For the entries below, the expected answer is the line with "2. Set GENERIC_TIMEZONE", the line with "With these variables", and every line between them, exactly as written, and nothing more.

Data items:
++++

PR #170, opened 2026-06-11
add current graph image

tamsinrogers:


kaitj (changes requested):
Looks good in the location, but the plot itself is very small. Do we have a vectorized version of this (or bigger)?

(requesting for a bigger version 😄)

kaitj (approved):

PR #4545, opened 2024-12-11
Feat: Authentik Oauth

peaklabs-dev:
> ## Needs attention
> - How do we ensure that the seeder will run again on existing installs? 
> - Also I am not 100% certain that the new seeder is fully backwards compatible.

From @andrasbacsai: I fixed the seeder. 

- If there is a oauth with id 0, it migrates (with all its existing data) them to have valid id.
- If some of the providers are missing, they will be created.
- If no providers exists ( new Coolify installation ) then it create everything with the correct ids.

## Changes
- Feat: Authentik OAuth
- fix: Oauth seeder no longer hardcodes IDs, as this is bad practice, and the oauth seeder can now be run multiple times.

Note: most of the work was done by this PR: https://github.com/coollabsio/coolify/pull/3840 I just fixed a few things.


andrasbacsai:
Thank you for the PR!

PR #4546, opened 2024-12-11
Add new service dolibarr

zairigimad:
## Changes
- Add new Service Dolibarr


peaklabs-dev:
I have tested this service and it does not really work on my end. Can you please test the service again? Can I just access it through the domain or does it need https (no http support)? or how do I test it.

zairigimad:
Hello i did test it with docker compose empty and it works perfectly. I needed to wait a little bit until dolibarr start and run the migrations.

peaklabs-dev:
Thanks for the clarification, after waiting a while it worked, I guess I'm just impatient 😅.

Thanks for the PR, I will merge it.

PR #4550, opened 2024-12-12
Add documenso service

bitpickle:
## Changes
- Adds https://documenso.com/ in services list

## Issues
- fix #3910


bitpickle:
> #### ⚠️ GitGuardian has uncovered 1 secret following the scan of your pull request.

I don't think that's the case.

Reading [this](https://docs.gitguardian.com/secrets-detection/secrets-detection-engine/detectors/generics/generic_high_entropy_secret#specifications), I think it was considered sensitive because of the word "auth", but it is actually just the url for authentication.

peaklabs-dev:
Thank you for the PR 💜.

PR #4566, opened 2024-12-13
Fix typo in fileflows.yaml

Skeyelab:
The service was called `radarr` instead of `fileflows`


peaklabs-dev:
Thank you for the PR 💜.

PR #4571, opened 2024-12-14
Fix: API - Projects & Applications endpoints issues

SierraJC:
## Changes
- Fixed API incorrect response code & missing schema for creating applications (200 -> 201) e7ffeda8e0e14997b7ac43ec9f5d4b1a3d923a93
- Fixed API internal server error `500` when creating applications with a `use_build_server` value set 00c93aa8b0786ad30c777e3dcc8d6032bb2211cd
- Fixed API internal server error `500` when reading a missing project 9e8d9e6a9ea55ca24991862095d13eda3c11adf5
- Regenerated OpenAPI spec file, removing notification fields from team model 7cee6519f6a88e70f80658e80af5c5979306e7fd


app/Http/Controllers/Api/ApplicationsController.php
```diff
@@ -1151,15 +1206,15 @@ private function create_application(Request $request, $type)
...
-                $application->settings->is_build_server_enabled = $useBuildServer;
-                $application->settings->save();
-            }
-
+            
             $application->git_repository = 'coollabsio/coolify';
             $application->git_branch = 'main';
             $application->save();
             $application->refresh();
+            if (isset($useBuildServer)) {
```
andrasbacsai, line 1214: I will remove this one, because for `dockerimage` based deployments, the build server does not make sense (it is already prebuilt).

andrasbacsai:
Thank you for the PR!

PR #4586, opened 2024-12-15
Fix: Unreachable Notifications

### LINKED ISSUE #4407: [Bug]: Multiple false "Your server is unreachable" mails through the day
### Error Message and Logs

I recieve multiple mails through the day with "Coolify cannot connect to your server (example.com). Please check your server and make sure it is running. All automations & integrations are turned off!".

Most time, exactly (!) one minute later I recieve a mail with "Your server (example.com) was offline for a while, but it is back online now. All automations & integrations are turned on again." (but sometimes it takes hours up to days until I recieve the reachable mail).

It always happens around on full hour (for example 3:01, 4:00, 5:02). It happens to servers in the local network as well as remote servers. Yesterday it even reported itself (localhost) as unreachable.

I have an external monitoring and I don't see any down time there, and I'm able to connect to any services on those systems.

**Additionally:** I removed any ticks (except Server Disk Usage) from the Notifications tab and I still recieve those "unreachable" messages.

### Steps to Reproduce

Honestly I have no clue on how to reproduce this since all servers are reachable all the time.

1. Have servers running
2. ???

### Example Repository URL

_No response_

### Coolify Version

v4.0.0-beta.370

No (self-hosted)

Debian 12

### Additional Information

It started about two weeks ago.

peaklabs-dev:
## Changes
- Fix: Unreachable notifications were sent even if the server was probably reachable and just had some minor temporary connection problems.
- fix: duplicated `ServerCheckJob` in dev
- Feat: New unreachable notification handling:
    - When a server becomes unreachable (`is_reachable` set to `false`), the first time is discarded and `is_reachable` is set back to `true`.
    - If the server is unreachable again 1min later (or 5min later for Cloud) set and checked via the `ServerCheckJob`, it will start 3 fast checks in 5s intervals (locally this will take 15s, remote servers will take about 15s each check so all 3 checks 45s).
    - If these 3 quick status checks also fail, we can be pretty sure that the server is probably offline and then we send out the unreachable notification.

## Note
- I added an event because the first check when I set `is_reachable` back to `true` always triggered the second step (because of `isDirty`), which is not what we want.

## Issues
- fix #4407

/claim #4407


andrasbacsai:
Thank you for the PR!

PR #4588, opened 2024-12-15
Added missing Discord Env for Outline one click service template

ShadowArcanist:
## Changes
- Added missing Discord Environment variables (the service will work fine without these variables but these variables will save some time for the user if they want to use Discord as auth to login to their Outline instance)


peaklabs-dev:
Thanks for the PR.

PR #4610, opened 2024-12-17
Fix: Docker Cleanup schedule

peaklabs-dev:
## Changes
- fix: Always use Docker cleanup frequency, with threshold or force cleanup enabled - previously, if a disk usage threshold was set, it would check every 10 minutes, causing notification spam and unnecessary load on the server.
- feat: Added a disk usage check frequency setting


andrasbacsai:
Thank you for the PR!

PR #4626, opened 2024-12-19
remove n8n timezone environment variables

### LINKED ISSUE #4603: [Bug]: [N8N] Timezone not being followed
### Error Message and Logs

I have n8n app running, tried both n8n & n8n with postgres, and the timezone inside the app does not appear to be set to what i want.

I have set environment variables to Europe/London in the docker config and all across Coolify along with the server (which is Hetzner Germany) but both n8n apps report the timezone as Europe/Berlin.

I have n8n running on another Hetzner server in the same DC with not timezones changed (server showing as UTC) but I have set the timezone inside the docker config to Europe/London and it appears inside n8n as Europe/London as expected.

There must be something going on with the Coolify app / integration / implementation where it is either not passing in the environment variables from the apps into the containers or it is being overwritten somewhere along the way.

I have not tried Coolify in another DC in another location as yet. The default n8n timezone is America/New York so n8n cannot be using the defaults. It is being changed somewhere along the way to Europe/Berlin ( in my instance at the mo)

### Steps to Reproduce

1. Add n8n app in Coolify, either with or without postgres
2. Set GENERIC_TIMEZONE & TZ environment variables to Europe/London
3. Start n8n
4. Add a schedule node to a workflow and test
5. Check to see if timezone equals what should be set as GENERIC_TIMEZONE & TZ environment variables.
6. In my case it is Europe/Berlin always (possible due to server location, even though server TZ is set to Europe/London too)

### Example Repository URL

_No response_

### Coolify Version

v4.0.0-beta.379

No (self-hosted)

Ubuntu 24.04.1 LTS

### Additional Information

_No response_

dsfdev:
## Changes
- Removed all the timezone variables (below) from the n8n templates. 
     GENERIC_TIMEZONE=Europe/Berlin
     TZ=Europe/Berlin

With these variables hardcoded in the docker template, you cannot override them using the Coolify dashboard. 

With these removed, the n8n defaults back to the defaults listed in their docs (America/New_York) which allows users to add their own timezone settings via the Coolify dashboard and resource environment variables page.

## Issues
- fix #4603 - https://github.com/coollabsio/coolify/issues/4603

### DIFF
--- a/templates/compose/n8n-with-postgresql.yaml
+++ b/templates/compose/n8n-with-postgresql.yaml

++++

** Answer box **
2. Set GENERIC_TIMEZONE & TZ environment variables to Europe/London
3. Start n8n
4. Add a schedule node to a workflow and test
5. Check to see if timezone equals what should be set as GENERIC_TIMEZONE & TZ environment variables.
6. In my case it is Europe/Berlin always (possible due to server location, even though server TZ is set to Europe/London too)

### Example Repository URL

_No response_

### Coolify Version

v4.0.0-beta.379

No (self-hosted)

Ubuntu 24.04.1 LTS

### Additional Information

_No response_

dsfdev:
## Changes
- Removed all the timezone variables (below) from the n8n templates. 
     GENERIC_TIMEZONE=Europe/Berlin
     TZ=Europe/Berlin

With these variables hardcoded in the docker template, you cannot override them using the Coolify dashboard. 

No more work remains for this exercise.